Wobei das Delta im Grunde sekündlich geringer werden kann. Der Solarverein wirbt nämlich seit einigen Tagen auch online auf www.WirWunder.de unter dem Suchbegriff „Wasserstoff“ um Spenden. Immerhin zwölf Gönner hatten sich bis Sonntagmittag schon mit insgesamt 1700 Euro am Crowdfunding beteiligt. „Ich bin optimistisch, dass wir am Ende die Finanzierung gesichert bekommen und würden auch loslegen, wenn uns vielleicht zehn oder 15 Prozent von der Gesamtsumme fehlen würden“, sagt der Physiker.

Die Beharrlichkeit des Marbachers rührt daher, dass er voll und ganz von der Sinnhaftigkeit des Labors überzeugt ist, das etwa drei auf acht Meter groß werden und auf einem Parkplatz auf dem Schulcampus entstehen soll. „Wasserstoff ist eine Zukunftstechnologie.

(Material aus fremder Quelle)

PR #61, opened 2024-07-25
Establish static template for NJOY/GROUPR input file

### LINKED ISSUE #49: Write a template string for the basic GROUPR input
Formulate a static string that can be used as a template for running GROUPR on different nuclides and reaction types.

eitan-weinstein:
Closes #49.

Creates a new file `groupr_tools.py` where the GROUPR/NJOY methods will be written, starting with a method that creates a static template for the NJOY input file containing all of the constant values. This template is constructed as a dictionary, containing "cards," in the parlance of NJOY documentation. Isotope and file specific data will be added through a separate method to this dictionary.


gonuke:
I think we should look at string Templates for this: https://docs.python.org/3.4/library/string.html#template-strings

The NJOY/GROUPR input is essentially static except for a couple of simple things, so it might be easiest to just define the whole file in a template and substitute in those things.

src/DataLib/fendl32B_retrofit/groupr_tools.py
```diff
@@ -0,0 +1,87 @@
...
+    Returns:
+        input_template (string.Template): A static string template containing
+            the general structure of the NJOY input file to run GROUPR,
+            $identifiers for substitutable items
+            (https://docs.python.org/3.4/library/string.html#template-strings)
+        """
+
+    input_string = 'groupr\n'
+    for card_num, card in cards.items():
+        input_string += format_card(card_num, card)
```
gonuke, line 83: I think we can perhaps hard-code the full template, either with the numerical constants included or via template:
```
"""groupr
$NENDF $NPEND $NGOUT1 $NGOUT2
$mat_id $IGN $IGG $IWT $LORD $NTEMP $NSIGZ $IPRINT
(etc)
"""
```
 and then replace the standard variables in on step, and the other variables as needed.

This would avoid the arcane logic you need tin `format_card()`

gonuke (changes requested):
More guidance on the ideas of using `Template`

src/DataLib/fendl32B_retrofit/groupr_tools.py
```diff
@@ -0,0 +1,36 @@
...
+NSIGZ = 1 # number of sigma zeroes (default=1)
+IPRINT = 1 # long print option (0/1=minimum/maximum) --(default=1)
+ISMOOTH = 1 # switch on/off smoother operation (1/0, default=1=on)
+TEMP = 293.16 # temperature in Kelvin
+SIGZ = 0 # sigma zero values (including infinity)
+MFD = 3 # file to be processed
+MATD = 0 # next mat number to be processed
+
+# Create input file general template
+njoy_input = Template(
```
gonuke, line 23: I don't know the answer, but wonder if you could do the substitution of the fixed items above immediately, and separately do substitution of the variable stuff later?

That is, can substitutions be done in two rounds?

gonuke (changes requested):
Great simplification here... one little question to make life easier down the road

src/DataLib/fendl32B_retrofit/groupr_tools.py
eitan-weinstein: I believe it can, but I'll test it out now and if it does work, push a new commit with that modification.

eitan-weinstein: Ok, I just made a new update that substitutes in the constants immediately. I had to use `safe_substitute` here because not all of the placeholders are being called, which produces a `str` instead of substituting back into a `Template`, so I have to convert back to a `Template` again, but it seems to work fine.

src/DataLib/fendl32B_retrofit/groupr_tools.py
```diff
@@ -0,0 +1,43 @@
...
+     0/
+    stop
+    """
+).safe_substitute(
+    NENDF = NENDF, NPEND = NPEND, NGOUT1 = NGOUT1, NGOUT2 = NGOUT2, # Card 1
+    IGN = IGN, IGG = IGG, IWT = IWT, LORD = LORD,                   # Card 2
+    NTEMP = NTEMP, NSIGZ = NSIGZ, IPRINT = IPRINT,                  # Card 2
+    TEMP = TEMP,                                                    # Card 4
+    SIGZ = SIGZ,                                                    # Card 5
+    MATD = MATD                                                     # Card 10
```
gonuke, line 42: Now that I see this, it makes me think you can just define the numerical values right here, with the comments you use above here instead.

That is, instead of defining the values of the variables above and using them here as "X = X", you can just define the values here in the middle of the substitution.

gonuke (changes requested):

src/DataLib/fendl32B_retrofit/groupr_tools.py
eitan-weinstein: I could, the only reason that I had the values defined separately was for the comment lines explaining what each of them was for. If you think that is not necessary, I can pull it out, or if you think that the explanations would be better fit somewhere else, I'd be happy to modify it.

gonuke: I like the comments.  I just wonder whether you can basically cut/paste that into the substitution arguments, with the comments...

eitan-weinstein: Ok, I'll modify it and you can let me know if it fits what you're looking for.

gonuke (approved):
Excellent!

PR #62, opened 2024-07-25
Filling in the NJOY input string.Template

eitan-weinstein:
Closes #54.

Creates a method to substitute in material-specific values in the place of fillers in the static string.Template that stores the NJOY input file string.

PR #63, opened 2024-07-26
Running NJOY for GROUPR

### LINKED ISSUE #50: Write a method that invokes NJOY to perform GROUPR conversion
Create a method that invokes NJOY through a subprocess to process endf/pendf files into gendf multi-group data.

eitan-weinstein:
Closes #50.

Creates a method that uses the `NJOY` input file formatted and created in #62 and executes an `NJOY` run using `subprocess`. Moreover, this includes a method called `ensure_gendf_markers`, which writes in additional lines to the processed GENDF files that the `NJOY` run does not otherwise produce, but are necessary to avoid warning messages that pop up when reading in the GENDF files with `ENDFtk`.


src/DataLib/fendl32B_retrofit/groupr_tools.py
```diff
@@ -107,4 +108,95 @@ def write_njoy_input_file(template):
...
+
+    # Define the input files
+    INPUT = 'groupr.inp'
+    OUTPUT = 'groupr.out'
+
+    # Run NJOY
+    result = subprocess.run(['njoy'], input=open(INPUT).read(),
+                            text=  True, capture_output=True)
+    with open(OUTPUT, 'w') as output_file:
+        output_file.write(result.stdout)
```
gonuke, line 190: can't you just set `stdout=output_file` in the `subprocess` call?

src/DataLib/fendl32B_retrofit/groupr_tools.py
```diff
@@ -107,4 +108,95 @@ def write_njoy_input_file(template):
...
+
+    # If the run is successful, log out the output
+    # and make a copy of the file as a .GENDF file
+    if not result.stderr:
+        output = subprocess.run(['cat', 'output'],
+                                capture_output=True, text = True)
```
gonuke, line 196: I don't see where you use this `output` variable? Even if you did, isn't it easier to just read the file?

src/DataLib/fendl32B_retrofit/groupr_tools.py
```diff
@@ -107,4 +108,95 @@ def write_njoy_input_file(template):
...
+
+        gendf_path = f'tendl_2017_{element}{str(A).zfill(3)}.gendf'
+        subprocess.run(['cp', 'tape31', gendf_path])
```
gonuke, line 199: There are python commands to copy and/or move a file.  You probably want to move this file not copy it.  e.g. `Path.rename()`

src/DataLib/fendl32B_retrofit/groupr_tools.py
```diff
@@ -107,4 +108,95 @@ def write_njoy_input_file(template):
...
+
+    updates = [
+        (mf3_identifier, mf3_FEND_RECORD),
+        (mf1_identifier, mf1_SEND_RECORD)
+    ]
+
+    for identifier, new_line in updates:
+        last_line_index = file_str.rfind(identifier)
+        line_number = file_str[:last_line_index].count('\n')
+        file_lines.insert(line_number + 1, new_line)
```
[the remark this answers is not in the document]
gonuke: We might also consider a string `replace` or regular expression for this

gonuke (changes requested):
A few suggestions for more pythonic results.

eitan-weinstein:
Thank you for the suggestions @gonuke. Let me know how this looks to you now.

src/DataLib/fendl32B_retrofit/groupr_tools.py
```diff
@@ -110,16 +112,57 @@ def write_njoy_input_file(template):
...
 
+def insert_after_identifier(file_str, identifier, new_line):
+    """
+    Insert a new line immediately after the last occurrence of a line
+    containing the specified identifier in the file string.
+
+    Arguments:
+        file_str (str): The content of the GENDF file as a string.
+        identifier (str): The identifier to search for in the file content.
+        new_line (str): The new line to insert after the identified line.
```
gonuke, line 123: might be a better variable name than `new_line`.  Perhaps `record_for_insertion` or something since `new_line` means something specific

src/DataLib/fendl32B_retrofit/groupr_tools.py
```diff
@@ -110,16 +112,57 @@ def write_njoy_input_file(template):
...
     """
     Edit the GENDF files produced from an NJOY GROUPR run to include file and
-    section records that are not automatically written out to the file by
-    NJOY. Missing these records will not cause errors, but will raise
-    messages when they are read by ENDFtk, which expects these markers, so
-    this method ensures that they are present. Edits will only be made if
-    the SEND record for MF1 or the FEND record for MF3 are not present.
-    The formatting for these records can be found at:
-    https://t2.lanl.gov/nis/endf/intro06.html
+        section records that are not automatically written out to the file by
```
gonuke, line 144: Looks like a change in indentation to take care of here.

src/DataLib/fendl32B_retrofit/groupr_tools.py
```diff
@@ -110,16 +112,57 @@ def write_njoy_input_file(template):
     with open('groupr.inp', 'w') as f:
```
gonuke, line 112: noticing this filename is hardcoded in different places, so might want to define this in a single place and pass it around or assume it's global.

Also - this method may be too simple and clear to need a standalone method rather than just include the code where you need it.

src/DataLib/fendl32B_retrofit/groupr_tools.py
```diff
@@ -184,19 +222,15 @@ def run_njoy(element, A, matb):
     OUTPUT = 'groupr.out'
```
gonuke, line 222: Do you use this output file anywhere?

gonuke (changes requested):
A good step forward - a few improvements recommended here.

src/DataLib/fendl32B_retrofit/groupr_tools.py
eitan-weinstein: No, I can take it out.

src/DataLib/fendl32B_retrofit/groupr_tools.py
eitan-weinstein: That's actually a question I had; I think I have been formatting my docstrings like this in general. If this indentation should not be there, I can go back and change all of them, but if you would prefer that be in a different PR for the functions that have already been merged, I can go do that too.

gonuke (approved):
This all looks good

PR #64, opened 2024-07-31
Cleaning up files produced for or during the NJOY run.

### LINKED ISSUE #53: Clean up temporary files
Write methods to clean up any temporary files generated during the process.

eitan-weinstein:
Closes #53.

Creates a method to delete the `NJOY` input file and the "tapes" that it processes (i.e. the starting ENDF and PENDF files and the converted GENDF file). The GENDF file saved under the name `tape31` can be safely deleted because another copy of the file is saved separately in the function `run_njoy` with a more descriptive name anyways.

This method also renames the automated `NJOY` output file.


src/DataLib/fendl32B_retrofit/groupr_tools.py
```diff
@@ -107,4 +108,113 @@ def write_njoy_input_file(template):
...
+            same directory as all other saved files from the script run.
+    
+    Returns:
+        None
+    """
+
+    njoy_files = [f'groupr.inp', 'tape20', 'tape21', 'tape31']
+    for file in njoy_files:
+        subprocess.run(['rm', file])
+    subprocess.run(['mv', 'output', output_path])
```
gonuke, line 220: This is a bad way to remove files.  See `Path.unlink()`

gonuke (changes requested):
Calling a subprocess is a blunt and overbearing way to delete files

PR #65, opened 2024-07-31
Extracting the parent KZA values from GENDF files.

### LINKED ISSUE #47: Extract the parent nuclide description from a GENDF file
Extract the nuclide description from a GENDF file and reformat into the KZA integer format for ALARA.

eitan-weinstein:
Closes #47.

Creates a method to read a GENDF file and extract the the KZA value of the parent isotope and return it as an integer.


gonuke (approved):
This looks good - thanks @eitan-weinstein

PR #94, opened 2023-04-24
Use Levin transform in Complex airy functions

heltonmc:
This PR finally finishes off the complex evaluation of the airy functions. The algorithms come down to
1. Power series for small args
2. Asymptotic expansion for large args
3. Levin transform of asymptotic expansion (when asymptotic expansion is an alternating series)
4. Phase rotation

The final speedup is very large...
```julia
# old
julia> @benchmark Bessels.airyai(z) setup=(z=cispi(rand())*20.0*rand())
BenchmarkTools.Trial: 7616 samples with 985 evaluations.
 Range (min … max):   52.853 ns …   3.171 μs  ┊ GC (min … max): 0.00% … 0.00%
 Time  (median):     517.425 ns               ┊ GC (median):    0.00%
 Time  (mean ± σ):   665.591 ns ± 450.075 ns  ┊ GC (mean ± σ):  0.00% ± 0.00%

              █ ▃▂                                               
  ▂▃▄▅▅▃▄▅▄▄▄▄█▆██▇▆▃▃▄▃▃▂▃▃▄▃▂▄▂▃▂▂▃▁▃▂▂▃▃▄▃▃▃▃▃▂▂▂▂▂▂▂▂▂▂▂▂▂▂ ▃
  52.9 ns          Histogram: frequency by time         2.06 μs <

# new
julia> @benchmark Bessels.airyai(z) setup=(z=cispi(rand())*20.0*rand())
 Range (min … max):   33.650 ns … 471.640 ns  ┊ GC (min … max): 0.00% … 0.00%
 Time  (median):      91.471 ns               ┊ GC (median):    0.00%
 Time  (mean ± σ):   100.555 ns ±  69.105 ns  ┊ GC (mean ± σ):  0.00% ± 0.00%

  ▇▁▃    ▅█ ▇             ▂▅▄       ▁                           ▂
  ███▁▁▁▁████▇▃▁▁▁▁▁▁▁▁▁▁▁███▇▄▁▁▁▁▇█▇▁▁▁▁▁▁▁▁▁▁▁▁▁▁▁▁▁▁▁▁▁▁▁▅█ █
  33.6 ns       Histogram: log(frequency) by time        462 ns <

```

Deshalb ist es wichtig, dass die jüngere Generation damit vertraut gemacht wird“, erklärt Gündner. Zehn Arbeitsplätze sollen an der Forschungsstätte eingerichtet werden. Das FSG habe sogar schon Lehrer in der Hinterhand, die sich damit beschäftigt haben, wie die Tätigkeit in dem Labor in den Unterricht integriert werden könnte. „Das Angebot könnte von allen Jahrgängen in unterschiedlicher Ausprägung genutzt werden“, erläutert der Spiritus Rector des Ganzen. Angedacht sei, dass später auch andere Schulen mit der Wasserstoff-Technologie vertraut gemacht werden. „Das könnte auch ins betriebliche Ausbildungswesen integriert werden“, sagt Gündner.

Energie kann direkt vor Ort genutzt werden

Das Labor soll auch IT-mäßig auf dem neuesten Stand sein. Das würde es erlauben, dort virtuell forschen zu können, Daten zu sammeln und auszulesen. Wie viel Energie braucht es zur Erzeugung von Wasserstoff? Wie lässt er sich speichern? Und wie sich die Energie via Brennstoffzelle rückgewinnen? Das sind nur einige der Fragen, auf die die Arbeit in und mit dem Labor Antworten liefern soll. Der Strom für die Umwandlungsprozesse soll grün sein und direkt von den Photovoltaikanlagen auf den Schuldächern kommen. Der Clou ist, dass die gewonnene Wasserstoff-Energie am Ende vor Ort genutzt werden kann: zum Aufladen von E-Bikes und Pedelecs etwa.

Klingt also ausgesprochen spannend. „Und ich hätte auch gedacht, dass man mit dem Zukunftsthema Wasserstoff in Verbindung mit Bildung bei öffentlichen Stellen offene Türen einrennt“, sagt Gündner. Doch die bittere Wahrheit sei gewesen, dass von dieser Seite überhaupt keine finanzielle Unterstützung gekommen sei.

Kultusministerium begrüßt den Vorstoß

Immerhin Anerkennung für die Anstrengungen von Hans Martin Gündner und seinen Mitstreitern gibt es vom Kultusministerium. Es sei wichtig, Schüler „schon frühzeitig für Zukunftstechnologien zu sensibilisieren und dafür zu interessieren“, erklärt Pressesprecher Fabian Schmidt. „Nicht umsonst wurden in Baden-Württemberg Nachhaltigkeitsthemen durch die Einführung der Leitperspektive Bildung für nachhaltige Entwicklung in den Bildungsplan 2016 für die allgemein bildenden Schulen verankert“, fügt er hinzu. „Das Ziel ist eine Schullandschaft, die ganzheitlich im nachhaltigen Sinne wirkt“, betont Schmidt. Aspekte wie Wasserstofftechnik sollten zum Beispiel im NwT-Unterricht behandelt werden. Ergänzend sei es außerdem begrüßenswert, wenn mittels Initiativen wie der in Marbach „weitere Anknüpfungspunkte für Schülerinnen und Schüler geschaffen werden“.

Worte, die Hans Martin Gündner gerne vernehmen wird. Entscheidend ist für ihn aber, dass es mit dem Projekt vorangeht. „Wir hoffen, dass der Spatenstich noch in diesem Jahr erfolgen kann“, sagt der Vorsitzende des Solarvereins.

Hier geht es zur Crowdfunding-Aktion

Das Marbacher Wasserstoffprojekt

Speichern
Wasserstoff wird eine hohe Bedeutung für die Energiewende beigemessen, weil sich in diesem Element Energie speichern und bei Bedarf abrufen lässt. Zum Beispiel die Kraft aus Photovoltaik und Windkraft, beides wetterabhängige Quellen. In dem Labor am Marbacher Schulcampus soll gezeigt werden, wie solche Prozesse in der Praxis ablaufen.

Steigerung
Ziel ist, dass die Lehrstätte im dritten Quartal 2024 eingeweiht wird. Ursprünglich war der Solarverein Marbach als Triebfeder des Projekts von Investitionen von 200  000 Euro ausgegangen, taxiert die Ausgaben aber inzwischen auf 300 000 Euro. Grund sind allgemeine Kostensteigerungen und dass das Labor etwas größer dimensioniert sein soll als anfangs geplant.